Admin can bypass user password requirement and login to the site without user knowing someone accessed their account. The whole point of TFA is to prevent someone accessing user account without second factor authentication.
In case someone needs this feature we can add it as sub module.
- 🇪🇸Spain rcodina Barcelona
In local environments, tfa module could be disabled temporally:
drush pmu tfa -y drush uli [Use the link] drush cim -y - 🇩🇪Germany c-logemann Frankfurt/M, Germany
Deactivating the module complete is not helpful in our testing situations. But because this is possible it's an argument against #49.
But anyway I like to have this feature and see no problem to realize as submodule. But so it's still an issue of the main module and should stay open. - 🇺🇸United States cmlara
In case someone needs this feature we can add it as sub module.
If this can be done as a login plugin or sub module than it may not actually need to go into TFA and can instead be an Ecosystem module allowing sites the option to download the code or not. This adds a layer of security in that a admin user may have ability to enable modules without having filesystem permissions to write code to the site.

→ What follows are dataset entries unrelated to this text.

PR #1801, opened 2026-06-23
Implement Keystore Cleanup Service

### LINKED ISSUE #1800: Implement Keystore Cleanup Service for Token SDK
# Implement Keystore Cleanup Service for Token SDK

## Problem Statement

The Fabric Token SDK currently lacks an automated mechanism to clean up cryptographic key material (SKI - Subject Key Identifier) from the identity keystore after tokens are deleted. This creates several issues:

### Security Concerns
- **Key Material Accumulation**: Deleted tokens leave behind orphaned cryptographic keys in the keystore indefinitely
- **Compliance Risk**: Regulatory requirements (GDPR, data retention policies) may mandate timely deletion of cryptographic material
- **Attack Surface**: Unnecessary key material increases the potential attack surface for key compromise

### Operational Issues
- **Storage Growth**: Keystore grows unbounded over time as keys accumulate
- **Performance Degradation**: Large keystores can impact identity service performance
- **Resource Waste**: Storage resources consumed by obsolete key material

### Current Workaround Limitations
Manual keystore cleanup is:
- Error-prone and requires deep system knowledge
- Difficult to coordinate in multi-replica deployments
- Not scalable for high-volume token operations
- Lacks safety guarantees (e.g., premature deletion)

## Proposed Solution

Implement an automated **Keystore Cleanup Service** that:

1. **Safely Identifies Eligible Keys**: Only cleans keys for tokens that are:
   - Marked as deleted in the token database
   - Past a configurable Time-To-Live (TTL) threshold to ensure finality
   - Not already cleaned

2. **Supports Multi-Replica Deployments**: 
   - Uses PostgreSQL advisory locks for leader election
   - Ensures only one replica performs cleanup at a time
   - Handles node failures and restarts gracefully

3. **Provides Flexible Configuration**:
   - Disabled by default for backward compatibility
   - Configurable TTL, scan intervals, batch sizes, and worker counts
   - Tunable for different deployment scenarios (high-volume, resource-constrained, security-sensitive)

4. **Enables Identity-Type-Specific SKI Extraction**:
   - Pluggable provider architecture for different identity types
   - Idemix: Extracts SKI from NymPublicKey
   - IdemixNym: Extracts SKI via audit info lookup
   - X.509: No SKI extraction needed (certificate-based)
   - Fallback: SHA256 hash for unknown types

adecaro:
# Implement Keystore Cleanup Service for Automated Key Material Management

## Overview

This PR implements a comprehensive **Keystore Cleanup Service** that automatically removes cryptographic key material (SKI) from the identity keystore after tokens are deleted. The service addresses security, compliance, and operational concerns related to key material accumulation.

#### New Files
- **`manager.go`**: Orchestrates periodic cleanup sweeps with configurable intervals
  - Leader election via PostgreSQL advisory locks for multi-replica coordination
  - Batch processing with configurable worker pools
  - Graceful shutdown and error handling
  - Comprehensive logging and metrics integration

- **`manager_test.go`**: Extensive test suite (15+ test cases)
  - Unit tests for configuration validation
  - Integration tests for cleanup workflows
  - Concurrency and race condition testing
  - Mock-based testing for all dependencies

- **`config.go`**: Configuration structure with validation
  - TTL, scan interval, batch size, worker count
  - Advisory lock ID and instance ID
  - Sensible defaults with backward compatibility

- **`identity.go`**: Pluggable SKI extraction architecture
  - `TypedSKIProvider` interface for identity-type-specific extraction
  - `SKIExtractor` with provider registry and delegation logic
  - `FallbackSKIProvider` for unknown identity types (SHA256)
  - Thread-safe provider registration

#### Idemix Provider (`token/services/identity/idemix/crypto/skiprovider.go`)
- Extracts SKI from NymPublicKey in serialized Idemix identity
- Uses existing `SKIFromIdentity()` function for proper extraction
- 10+ test cases covering all scenarios

#### IdemixNym Provider (`token/services/identity/idemixnym/skiprovider.go`)
- Complex extraction via audit info lookup from identity store
- Follows same logic as `DeserializeSigner` in key manager
- Requires `IdentityStoreService` dependency
- 12+ test cases including error scenarios

#### X.509 Provider (`token/services/identity/x509/skiprovider.go`)
- Returns empty SKI (certificates don't require cleanup)
- Simple implementation with 8+ test cases
- Automatically registered in DI configuration

#### Token Store Interface (`token/services/storage/db/driver/token.go`)
Added three new methods:
```go
// Query deleted tokens eligible for cleanup
GetDeletedTokensPendingSKICleanup(ctx context.Context, ttl time.Duration, limit int) ([]DeletedToken, error)

// Mark token as cleaned to prevent duplicate processing
MarkTokenCleaned(ctx context.Context, txID string, index uint64, instanceID string) error

// Acquire cleanup leadership (PostgreSQL advisory lock)
AcquireCleanupLeadership(ctx context.Context, lockID int64) (CleanupLeadership, bool, error)
```

#### PostgreSQL Implementation (`token/services/storage/db/sql/postgres/`)
- **`tokens.go`**: Implemented all three cleanup methods
  - Efficient SQL queries with proper indexing
  - Advisory lock acquisition and release
  - Atomic cleanup state updates

- **`recovery.go`**: Extended for cleanup state tracking
  - New `cleaned_at` and `cleaned_by` columns
  - Migration-compatible schema changes

#### SQLite Implementation (`token/services/storage/db/sql/common/`)
- **`tokens.go`**: Implemented query and mark methods
  - Single-node deployment support
  - No advisory lock support (returns false for leadership)

- **`keystore.go`**: Identity keystore cleanup operations
  - Batch SKI deletion with error handling
  - Transaction support for atomicity

#### Configuration (`docs/configuration.md`)
Added comprehensive cleanup service configuration section:
- Parameter descriptions and default values
- Tuning recommendations for different scenarios:
  - High-volume environments
  - Resource-constrained systems
  - Security-sensitive deployments
  - Multi-instance vs single-node deployments
- Performance considerations and relationships

#### Service Documentation (`docs/services/cleanup.md`)
New documentation covering:
- Architecture and design patterns
- Configuration options and tuning
- Multi-replica coordination
- Identity-type-specific SKI extraction
- Monitoring and troubleshooting
- Deployment scenarios and best practices

#### Storage Documentation (`docs/services/storage.md`)
Updated with cleanup service integration details

#### Evolution Summary (`docs/evolution_summary.md`)
Added cleanup service to project evolution timeline

### 5. Dependency Injection (`token/sdk/dig/providers.go`)
- Registered X.509 SKI provider automatically
- Documentation for registering custom providers
- Backward-compatible initialization

### 6. Generated Mocks
- **`token/services/storage/db/driver/fake_token_store.go`**: Updated with new cleanup methods
- All mock methods properly implemented with counterfeiter


docs/services/cleanup.md
```diff
@@ -0,0 +1,232 @@
+# Keystore Cleanup Service
+
```
AkramBitar: I recommend to change the name of the file to keystore_cleanup.md

token/services/identity/idemix/crypto/ski.go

cumbersome and unnecessary for those users that already have drush access to the site, providing them with God rights on the site:
I want to note that we should be very careful assuming that if Drush installed that everyone has 'god' access. Drush may be behind other security measure such as SELinux preventing file writes, settings.php hard coding config (such as TFA enabled) with no write access to override. Drush itself may be behind a sudo config that only allows certain commands, etc.
But because this is possible it's an argument against #49.
I'm not sure I agree with this. There is a significant difference between TFA being bypassed because its been removed/disabled, and TFA being bypassed because we built a feature intended to allow bypassing it.
TFA should be thought of as 'independent' of the site. If we were an external SSO system for example the idea of disabling TFA for a single login wouldn't even be considered an option because it couldn't be done.
There will always be some actions that we can't prevent occurring, however we don't have to support them either.
Deactivating the module complete is not helpful in our testing situations.
✨ Allow TFA requirement to be configured per user Needs work is closer to handling the testing subject imho. Though even that only holds validity when we use an argument that a counter based token isn't used on the site as any counter token would allow for repeated logins in short succession.
where the TFA screen on an app like Google Authenticator becomes unmanageable with a PIN for each site.
I do want to point out that I believe OTP apps have become much better over the years since this issue was opened with some having very robust organization structures.
- 🇳🇱Netherlands edvanleeuwen Waalwijk
It seems that this patch does not work with the latest TFA version.